Current transportation technologies and behaviors are major contributors to pollution, traffic congestion, noise, and greenhouse gas emissions (GHGs). Globally, 23% of GHG emissions come from the transportation sector. As countries seek to reduce their GHG emissions, many are rethinking their approach to transport. While seeing access to transport as a right, three countries have been working to reduce or change the number of personally owned vehicles and expand public transportation options while making the ownership of an emissions-free personal vehicle easier and more affordable. The three countries in this case study, France, Norway, and Luxembourg, share the goal of reducing their country’s GHG emissions, and have enacted very different policies that provide lessons-learned for other countries seeking to do the same.
France has developed a high-speed rail network that connects urban and rural areas. In 2017 France also implemented a fuel tax along while providing incentives for electric vehicle (EV) purchases. The increased cost of operating a gasoline vehicle is meant to decrease their usage, while lower EV prices are meant to encourage them as an alternative.

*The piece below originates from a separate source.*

PR #3805, opened 2023-08-10
feat(init): detect existing package manager and auto-install packages

fahslaj:
## Description

Detects the package manager during `lerna init` by looking for existing lockfiles. Also makes the `init` command perform an installation task after the initialization to ensure Lerna is downloaded from the registry.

Norway has developed incentives for owning EVs. This includes exempting EVs from taxes including the import tax, value added tax, and road tax. Norway also provides benefits for EV owners such as free access to toll roads, publicly financed charging stations, and special parking spots in cities. This has resulted in Norway having the highest per-capita adoption of EVs. In June of 2018 EVs constituted 47% of newly registered vehicles in Norway.
In Luxembourg they have taken a different strategy by investing in transport modes that are meant to reduce the number of personally owned vehicles. In Luxembourg all trains and buses are free to use. This strategy does not incentivize EV ownership but rather encourages people to use alternatives to personal vehicles.